YOUR GOAL:
Search the data for the word "padding" and copy every line that contains it.
[MATERIAL PROVIDED — start]
PR #5712, opened 2020-11-01
READY: Add Subscribed Channels menu

ichorid:
This PR remove the "Subscribed" and "My channel" buttons in favour of a more ergonomic and fancy menu showing subscribed channels list directly.

Also, it adds a confirmation dialog to "Unsubscribe" and "Delete channel" actions.

изображение

p.s.
Synchronizing "Subscribe" toggle buttons everywhere took about 8 hours of work :facepalm:


devos50 (commented):
I checked out the PR, and I have the following comments:
- Thanks for doing these GUI improvements! 👏 You managed to get rid of another entire page! 
- Overall, the new box feels disconnected from the rest of the menu items. I have a few suggestions below on how we might be able to reduce that.
    - There is a small black box around the entries. That seems to unnecessarily clutter the left menu. I suggest to remove it.
    - I think it's fine to have a zero padding to the right of the box with subscribed channels. This will also align the scroll bar with the edge of the left menu, which should look a bit better.
    - Judging from your screenshot, there is an icon in front of some entries in that menu. I don't see this icon when I'm running Tribler. Is this icon needed?
    - Even though I think it should be clear, adding some header text above the box with subscribed channels (e.g., "SUBSCRIBED CHANNELS") would better convey what the items in the left menu are.
- It was not entirely sure to me why I couldn't click the items in the left menu, even though I can browse the channel content from the 'discovered' page. I also didn't check the tooltip. Why would we want to prevent users from clicking these channel items, even if the download has not completed yet?

ichorid:
@devos50 

>     * Thanks for doing these GUI improvements! clap You managed to get rid of another entire page!

Two pages, actually :monocle_face: 

>     * Overall, the new box feels disconnected from the rest of the menu items. I have a few suggestions below on how we might be able to reduce that.
>       
>       * There is a small black box around the entries. That seems to unnecessarily clutter the left menu. I suggest to remove it.

Good point, going to remove that

>       * I think it's fine to have a zero padding to the right of the box with subscribed channels. This will also align the scroll bar with the edge of the left menu, which should look a bit better.

Good point. Though I hope people are not going to add so many channels that the scrollbar will be needed...

>       * Judging from your screenshot, there is an icon in front of some entries in that menu. I don't see this icon when I'm running Tribler. Is this icon needed?

The icon marks personal channels, which are editable.

>       * Even though I think it should be clear, adding some header text above the box with subscribed channels (e.g., "SUBSCRIBED CHANNELS") would better convey what the items in the left menu are.

Actually, I do not want to clutter the interface with that kind of stuff at all. If the user does not use the Channels system, they should not be bothered with Channels-related labels. Conversely, when the user subscribes to a channel, the channel appears immediately and from its name it is obvious that's a channel. So, no need to for additional labels, IMHO. Though I will add a small margin just to space that out from other buttons.

>     * It was not entirely sure to me why I couldn't click the items in the left menu, even though I can browse the channel content from the 'discovered' page. I also didn't check the tooltip. Why would we want to prevent users from clicking these channel items, even if the download has not completed yet?

Yes, that's intended. The channels that have not been downloaded yet are greyed-out and non-clickable. The tooltip notifies on that. Maybe later I will add a placeholder screen for "Downloading" channels, but that will be done later, in a separate PR.

xoriole:
I tried running the PR locally to get the feel of it. I experienced the following:
1. When I subscribe a channel it gets added to the left sidebar, I liked this instant feedback.
2. Clicking on the new channel link on the bottom left, opens a dialog box to create a new channel. Once the channel is created, it gets added to the top of the channels list, above subscribed channels. Nice.
3. I subscribed to a bunch of big channels and tried creating a new channel. No instant feedback of adding the channel in the list. Even though the dialog box seemed to work fine, I couldn't see any new channels created anymore. On further checking, the request was successful but it was only not updated in the sidebar and there is no way to refresh the sidebar in the UI.
4. Going inside one of the created channels, the channel page is cleaner. Liked the subscribe button and popularity indicators. But I found a few inconsistencies. Popup menu on clicking the ellipsis appears below the search input field. The number of items in the channel representation is sometimes incorrect. See attached screenshot.
5. As Martijn also pointed out, nothing happens when you click any subscribed channel until it is complete. You only find that out by clicking on the channel name (multiple times). Maybe changing mouse pointer could be an option to give feedback to the user that it is not enabled yet.
6. Hovering over the channel name, it shows a tool tip with the name on the first line and status (eg. `search for metainfo`, `complete`) on the next line. Maybe the status could be indicated by an icon on the left.
6. The opacity between the incomplete channels and complete channels is not clear on the first glance. You mostly find out the difference by observing the response on a click. An icon on the left could improve to distinguish the contrast.

ksnip_20201104-174606

Screenshot from 2020-11-04 18-12-23

ichorid:
@xoriole 
Thanks for trying out the PR!

>I subscribed to a bunch of big channels and tried creating a new channel. No instant feedback of adding the channel in the list. Even though the dialog box seemed to work fine, I couldn't see any new channels created anymore. On further checking, the request was successful but it was only not updated in the sidebar and there is no way to refresh the sidebar in the UI.

It is nice that you noticed it. Some signal was lost somewhere during all the refactorings... I'll fix this.

> Popup menu on clicking the ellipsis appears below the search input field.

This is a known problem. It was there for a long time. I'll fix it either in this or another PR.


>The number of items in the channel representation is sometimes incorrect. See attached screenshot.

This is harder to fix as it is not GUI-related. It will require changing the logic of the Channels system. I'll fix it in another PR.

> As Martijn also pointed out, nothing happens when you click any subscribed channel until it is complete. You only find that out by clicking on the channel name (multiple times). Maybe changing mouse pointer could be an option to give feedback to the user that it is not enabled yet.

I changed that in my latest fixes here. The user can open the channel now, but the name is still grayed out.


> Hovering over the channel name, it shows a tool tip with the name on the first line and status (eg. search for metainfo, complete) on the next line. Maybe the status could be indicated by an icon on the left.

I was thinking about it too. Though, I'm hesitant of cluttering the interface with icons too much. I think that graying out incomplete channels is good enough for now. We can try different approaches later.

devos50 (commented):
Much better! I really like how it's starting to look. Now it feels like a natural element in the left menu. 👍 

One small thing that I noticed is that the scroll bar is not entirely aligned to the right of the left menu yet.

Also, now that I've played a bit more with it, I'm not in favour of the icon on the left to indicate that it is your channel. I'm not sure what a sensible solution for this would be actually.

Another thing I noticed: the channel items are currently (text) aligned with the 'big functionality' buttons (e.g., discovered/downloads) but they are less important and "minor" elements in the left menu. As such, I wouldn't place them on the same level as these buttons.

I have a few ideas about some layout changes. One of them includes a more dark background color of the left menu. I think the text will look a bit better if the background is more of a black color.

ichorid:
@devos50 , well, that stuff could be easily adjusted through CSS. It is hard to discuss GUI changes through text. If you provide a mock-up, I'll try implementing it. Otherwise, let's just merge it as it is, so the team can evaluate it and add proceed with cosmetic changes in other PRs?

xoriole:
Exporting channel (from ellipsis popup menu) returns 404. Other than that, I'm okay with merging it.
export-channel-nov5-2020

ichorid:
@xoriole , I removed the feature. No one ever used it anyway...

ichorid:
retest this please

xoriole:
@ichorid could you also check remove all from ellipsis popup menu?

ichorid:
@xoriole , good find. The button was dead for a long time. I removed it.

ichorid:
retest this please

devos50:
Seems that there is a conflict. Can you rebase the PR first?

Also, I recommend fixing the following pylint error (the new super style is much more readable and less confusing):

```
43: R1725: (super-with-arguments), ChannelListItem.setData: Consider using Python 3 style super() without arguments
```

xoriole (approved):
[MATERIAL PROVIDED — finish]
PROBLEM SOLUTION:
    - I think it's fine to have a zero padding to the right of the box with subscribed channels. This will also align the scroll bar with the edge of the left menu, which should look a bit better.
>       * I think it's fine to have a zero padding to the right of the box with subscribed channels. This will also align the scroll bar with the edge of the left menu, which should look a bit better.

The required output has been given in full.